--- WHAT TO WORK ON ---
Gather all lines in the entries below that include the word "live".

--- Stored items ---

*** Begin section ***

PR #360, opened 2017-10-02
Bugfix/pro 4038/migration

patriotyk:
It fixes https://advancedtelematic.atlassian.net/browse/PRO-4038 
Instead of fake http server, I've found simpler solution for test.


cajun-rat:
@OYTIS Does this look good to you?  I think you have the best understanding of this part of the codebase

PR #362, opened 2017-10-04
Feat/pro 3799/implicit writer

patrickvacek:
This is the connection between aktualizr and Yocto for implicit provisioning. To test it properly, you will also need the corresponding branch of meta-updater.


patrickvacek:
BTW, one important matter that is still open: I did not write any code to test the functionality of implicit_writer. Since it is presumably a necessary tool for proper functionality of implicit provisioning (unlike cert_provider, which is just for testing), it should probably be tested. I think gtest is perhaps not the best method here, so should I write some ctests to verify input/output?

OYTIS:
Sorry, why do we need setters in TlsConfig?

patrickvacek:
We don't really, but I made getters so that I could control whether or not to prepend the certificates_directory. Since I did that, I figured I'd make the underlying variables private and add setters. I suppose we could skip that and keep the variables public if that's preferable.

OYTIS:
Let's keep *Config classes as dumb as possible. We can switch to absolute pathes in a separate PR which will probably eliminate the need for getters.

patrickvacek:
Unfortunately, I need to be able to have the root CA as an absolute path for implicit provisioning, unless we also want to install the client cert and key in /usr/lib/sota. For now, I was going to leave those in /var/sota but use the option to have the root CA specified as an absolute path to handle that specially.

patrickvacek:
Rebased and removed TlsConfig setters. Getters remain for now as a convenient interim solution.

PR #364, opened 2017-10-05
Integrate sota-tools into aktualizr build and CI processes

OYTIS:
Formatting is not yet done/enforced for sota-tools.


OYTIS:
"no-whitespace" test is commented out. I don't quite understand what it does and it doesn't terminate in reasonable time. Can't it be replaced with formatting checks?

OYTIS:
OK, it's just because ALL_SRCS and ALL_HEADERS are empty in tests/CMakeLists.txt. We can either move this test to where other formatting tests live or delete it.

OYTIS:
OK, I'll delete the no-whitespace and merge it. We can always add it back if trailing whitespaces get too annoying.

PR #365, opened 2017-10-05
Show correct message when installing non ostree image on ostree system

patriotyk:
This PR adds understandable error message when installing non ostree package on ostree systems. But
I think we don't need allow to install such packages on ostree systems from web panel. We currently support only ostree packages for primaries so we could easily  implement it on the server.


cajun-rat:
(rebased)

cajun-rat:
Tested on qemu vs current production (with a small patch to meta-updater to fix installed vs packaged warnings)

PR #370, opened 2017-10-10
Feat/pro 4082/garage deploy

patriotyk:


src/garage_deploy/CMakeLists.txt
```diff
@@ -0,0 +1,67 @@
...
+endif(CLANG_CHECK)
+
+
+INSTALL(TARGETS garage-deploy DESTINATION bin COMPONENT garage_deploy)
+
+
+SET(CPACK_GENERATOR "DEB")
+SET(CPACK_DEBIAN_PACKAGE_MAINTAINER "Serhiy Stetskovych<serhiy.stetskovych@innoteka.com>") #required
+SET(CPACK_PACKAGE_DESCRIPTION_SUMMARY "garage-deploy utility")
+set(CPACK_DEB_COMPONENT_INSTALL ON)
```
cajun-rat: Please can you use lower-case names here ('set' not 'SET') to match the rest of the CMakeLists.

tests/CMakeLists.txt
```diff
@@ -314,6 +314,17 @@ if(BUILD_SOTA_TOOLS)
...
 
+
+add_test(NAME garage-deploy-option-help
+    COMMAND garage-deploy --help)
+
+add_test(NAME garage-deploy-nonexistent-option
+    COMMAND garage-deploy --test )
+set_tests_properties(garage-deploy-nonexistent-option PROPERTIES WILL_FAIL TRUE)
+
+add_test(NAME garage-deploy-build-deb COMMAND cpack WORKING_DIRECTORY ${CMAKE_BINARY_DIR})
```
cajun-rat: I get a test failure when running this test, which I suspect is because the executables have not been built. I think that it isn't necessary to run this as a test: just making the 'qa' target depend in 'package' should be enough

cajun-rat:
I'm rebasing this to merge in my clang-format/clang-check changes, hold on a second

patrickvacek:
Actually there is a (minor) problem. `make qa` does not succeed for me because the `package` target is not found. `make package` does work, however.

cajun-rat:
Ah, it appears that `add_dependencies(qa package)` isn't supported in cmake:

https://public.kitware.com/Bug/view.php?id=8438

It does actually work with ninja, though

patrickvacek:
FYI, I found the new version of the bug. Completely untouched.

https://gitlab.kitware.com/cmake/cmake/issues/8438

patriotyk:
Sorry guys, there was not latest changes, I committed but forget push them.

cajun-rat:
I've had to make some changes and rebase to incorporate commit b47e4dbce9cce03e69434d802575de37610d2212

cajun-rat:
Replaced with #378

PR #424, opened 2017-11-29
Move *.toml config files from meta-updater to aktualizr

OYTIS:
This will let us make non backwards compatible changes to configs


patrickvacek:
Wait, why haven't we been doing this the whole time?

OYTIS:
Well, the primary reason is because it already works the old way. But now I really want to introduce some breaking changes in the hope to make config a bit cleaner.

OYTIS:
What happened to codecov by the way?

PR #425, opened 2017-11-29
Feat/pro 3792/legacy init

patrickvacek:
This isn't really fully tested yet, but it does pass all the unit tests!

### DIFF
--- a/src/config.cc
+++ b/src/config.cc
@@ -394,18 +394,18 @@ void Config::updateFromCommandLine(const boost::program_options::variables_map& 
       if (rs != 0) {
         LOGGER_LOG(LVL_error, "Legacy external flasher list-ecus command failed: " << output);
       } else {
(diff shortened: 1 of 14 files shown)


patrickvacek:
This doesn't actually work in practice yet. I'm looking into why.

patrickvacek:
Cool, this works now! To test, you'll need to copy the myecuinterface built incidentally by bitbaking aktualizr onto the device. We should think about formalizing that. We also need to think more about unit testing this code.

cajun-rat:
I'm going to do a qemu test run then should be good to go

patrickvacek:
Updated with some fixed/improved tests.

patrickvacek:
@cajun-rat  this is theoretically good to go now... if it still works for you.

cajun-rat:
Works on My Machine™

PR #426, opened 2017-11-30
Disable refs push if server supports offline signing

patriotyk:


src/sota_tools/deploy.cc
```diff
@@ -77,15 +77,15 @@ bool copy_repo(const std::string &cacerts, const std::string &src, const std::st
       fetch_server.ca_certs(cacerts);
     } else {
       LOG_FATAL << "--cacert path " << cacerts << " does not exist";
-      return EXIT_FAILURE;
+      return false;
```
cajun-rat: Good spot

src/sota_tools/authenticate.cc
```diff
@@ -8,142 +10,24 @@
 #include <iostream>
```
cajun-rat: I think these includes are no-longer needed--can you remove them, please?

src/sota_tools/deploy.cc
```diff
@@ -67,7 +67,7 @@ void uploaded_ev(RequestPool &p, OSTreeObject::ptr h) {
 }
 
 bool copy_repo(const std::string &cacerts, const std::string &src, const std::string &dst, const std::string &ref,
-               const std::string &hardwareids, bool sign, bool dryrun) {
+               const std::string &hardwareids, bool sign, bool is_offline_signed, bool dryrun) {
```
cajun-rat: I don't think `is_offline_signed` is necessary: Whether to use offline signing can be determined by ServerCredentials::CanSignOffline(), and there isn't (to my knowledge) a reason for the user to override that choice.

src/sota_tools/deploy.cc
```diff
@@ -143,37 +144,40 @@ bool copy_repo(const std::string &cacerts, const std::string &src, const std::st
...
 
   if (errors) {
     LOG_ERROR << "One or more errors while pushing";
-    return EXIT_FAILURE;
+    return false;
   }
 
   if (sign) {
     sign_repo(dst, ostree_ref, hardwareids);
   }
```
cajun-rat: I'd be happier if sign_repo() was the `else` of the ìf` above that calls `ostree_ref.PushRef`

The error handling here is also done in two different ways. `sign_repo()` uses `std::runtime_error` exceptions to communicate failure, but the rest of the nearby code is using error codes.  I would prefer if we changed sign_repo() to return an error code (and use the `errors` local variable).  (In keeping with "exceptions should be exceptional")

src/sota_tools/deploy.cc
```diff
@@ -143,37 +144,40 @@ bool copy_repo(const std::string &cacerts, const std::string &src, const std::st
...
-  return EXIT_SUCCESS;
+  return true;
```
cajun-rat: Good

src/sota_tools/garage_push.cc
```diff
@@ -31,6 +31,7 @@ int main(int argc, char **argv) {
     ("help", "produce a help message")
     ("verbose,v", accumulator<int>(&verbosity), "Verbose logging (use twice for more information)")
     ("quiet,q", "Quiet mode")
+    ("is-offline-signed", "Skips pushing refs to the repo if the server supports offline signing")
```
cajun-rat: (I think this isn't needed)

src/sota_tools/server_credentials.h
```diff
@@ -0,0 +1,42 @@
...
+        std::string client_key_;
+        std::string root_cert_;
+        std::string repo_url_;
+        std::string auth_user_;
+        std::string auth_password_;
+        std::string auth_server_;
+        std::string ostree_server_;
+        std::string client_id_;
+        std::string client_secret_;
+        bool can_sign_offline_;
```
cajun-rat: It would be better to calculate this in the CanSignOffline() method, rather than cache it from the ctor.  That way there will never be any problems keeping the can_sign_offline_ member variable correctly updated, for example if someone adds some new code paths through the constructor is forgets to set can_sign_offline_ (or adds code after that point that sets variables that can_sign_offline_ depends on.

cajun-rat:
Overall this is good, and I like the refactor.  Can you polish it up in a few places, please, and it'll be good to go?

src/sota_tools/deploy.cc
patriotyk: Done, but we need sign flag for garage-push so just added check for push_creds.CanSignOffline()

src/sota_tools/server_credentials.h
patriotyk: I think it is better to cover that with tests.

patriotyk: I have submitted tests that tests  CanSignOffline functionality. But If You assure we really need to move that functionality I will do that. Anyway the tests is useful here.

cajun-rat: Tests are great. I'm definitely keen on keeping those!  It is really just the redundant information that we are storing that I'm worried about.  If we just calculate `CanSignOffline` every time the answer is needed, then there is no chance that the two can get out of sync.

patriotyk: Ok. done

patrickvacek:
@patriotyk So @Danten and I are seeing a problem where garage-deploy isn't finding the requested ref in the source repo. We can see it there, though. Any ideas?

src/sota_tools/deploy.cc
```diff
@@ -94,18 +94,19 @@ bool copy_repo(const std::string &cacerts, const std::string &src, const std::st
 
   if (!src_repo->LooksValid()) {
     LOG_FATAL << "The OSTree src repo does not appear to contain a valid OSTree repository";
-    return EXIT_FAILURE;
+    return false;
   }
 
   OSTreeRef ostree_ref(src_repo->GetRef(ref));
   if (!ostree_ref.IsValid()) {
     LOG_FATAL << "Ref " << ref << " was not found in repository " << src;
```
patrickvacek: `src` is just the name of the zipped credentials file; this should probably print the repo name or location instead.

patriotyk:
It is ready.

src/sota_tools/deploy.cc
patriotyk: No src it is folder or url.

patriotyk: I just veryfied and everything works for me. Are You sure You pass the exists refname?

patrickvacek: It does work for me, but @Danten was trying to put this into an end-to-end test and saw the above problem. I checked with him that everything was where we expected it to be.

cajun-rat:
I've tested this end-to-end using an account on the prod deployment for the initial upload, then using garage-deploy to send it to an account on staging (that does offline signing).

PR #427, opened 2017-11-30
Refactor config to isolate storage settings into StorageConfig

OYTIS:
The most interesting part is in src/config.h, everything else is more or less adaptation to these changes. This refactoring will hopefully make migration to SQLite a bit easier.
Downloading targets in tufrepository.cc still needs more work.

Final version needs to be shown to the people working on e2e tests before merging.


OYTIS:
FIX: regexp magic in implicit_writer_test.py

patrickvacek:
This seems mostly fine to me so far (although I haven't actually tested yet). However, I think this will break implicit_writer, which depends on being able to write absolute paths to the config, which this change breaks support for. I know the getXyzPath() functions are ugly, but it seems to be useful for many cases to have some way to intelligently and consistently produce an absolute path. Traditionally we used directory + filename, but we should also support complete path stored in the filename and skipping the directory.

config/basic.toml
```diff
@@ -1,12 +1,11 @@
-[tls]
-certificates_directory = "sota-prov"
+[storage]
+path = "sota-prov"
```
patriotyk: Nice, because certificates_directory is confusing

OYTIS:
@patrickvacek As a second thought, I'd prefer not to have these functions (ca_file() etc.) in the StorageConfig class. The idea here was that all files of FSStorage should live under config.storage.path directory. If we want to support credentials that are stored on arbitrary (possibly read-only) locations, we need to import them. For FSStorage it looks like a mere annoyance, but it's what we'll have to do anyway once aktualizr swithes to using sqlite for storing stuff.

tests/uptane_vector_tests.cc
```diff
@@ -40,14 +40,15 @@ bool run_test(const std::string& test_name, const Json::Value& vector, const std
...
   config.uptane.director_server = "http://127.0.0.1:" + port + "/" + test_name + "/director";
   config.uptane.repo_server = "http://127.0.0.1:" + port + "/" + test_name + "/image_repo";
-  config.uptane.metadata_path = uptane_vector_test_dir + "/" + port + "/aktualizr_repos";
+  config.storage.path = uptane_vector_test_dir;
+  config.storage.uptane_metadata_path =  port + "/aktualizr_repos";
   config.ostree.os = "myos";
   config.ostree.sysroot = "./sysroot";
-  boost::filesystem::remove_all(config.uptane.metadata_path / "director");
-  boost::filesystem::remove_all(config.uptane.metadata_path / "repo");
+  boost::filesystem::remove_all(config.storage.path / config.storage.uptane_metadata_path / "director");
```
patriotyk: What about add getAbsoluteMetadataPath()?

patrickvacek:
@OYTIS I can see why putting the functions in StorageConfig would be ugly. Is putting them in FSStorage viable? If instead we say that in general that you simply have to install files into the specified directory, that's probably fine, although having the option to put files elsewhere is kind of nice. More important, though, is what to do with implicit_writer. Currently it writes the root CA to `/usr/lib/sota/root.crt` despite that `certificates_directory = "/var/sota/"`. If I recall correctly, we wanted to have the root CA be something that was baked into the image and updateable via bitbake, which makes `/var/` untenable.

OYTIS:
@patrickvacek Yes, true. I think I'll have to add importing logic right away.

tests/uptane_vector_tests.cc
OYTIS: Yes, you're right, I'll add some helper functions.

src/config.cc
```diff
@@ -477,8 +483,16 @@ void Config::writeToFile(const std::string& filename) {
   writeOption(sink, storage.uptane_metadata_path, "uptane_metadata_path");
   writeOption(sink, storage.uptane_private_key_path, "uptane_private_key_path");
   writeOption(sink, storage.uptane_public_key_path, "uptane_public_key_path");
-  writeOption(sink, storage.tls_cacert_path, "tls_ca_path");
+  writeOption(sink, storage.tls_cacert_path, "tls_cacert_path");
```
patrickvacek: +1 for the more accurate name change!

patrickvacek:
I'm testing this with implicit provisioning (with an HSM) but my device isn't provisioning. Not quite sure why. I haven't tried with softhsm yet.

OYTIS:
@patrickvacek Just tried it with SoftHSM. Provisions fine for me.

patrickvacek:
Turns out it was just a naming issue with sota.toml vs what cert_provider uses. I'll fix cert_provider in a separate PR. This looks fine.

OYTIS:
Now waiting for https://github.com/advancedtelematic/meta-updater/pull/192 to be merged in order not to break things.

*** End section ***

--- RESPONSE TO THIS EXERCISE ---
OK, it's just because ALL_SRCS and ALL_HEADERS are empty in tests/CMakeLists.txt. We can either move this test to where other formatting tests live or delete it.
@patrickvacek As a second thought, I'd prefer not to have these functions (ca_file() etc.) in the StorageConfig class. The idea here was that all files of FSStorage should live under config.storage.path directory. If we want to support credentials that are stored on arbitrary (possibly read-only) locations, we need to import them. For FSStorage it looks like a mere annoyance, but it's what we'll have to do anyway once aktualizr swithes to using sqlite for storing stuff.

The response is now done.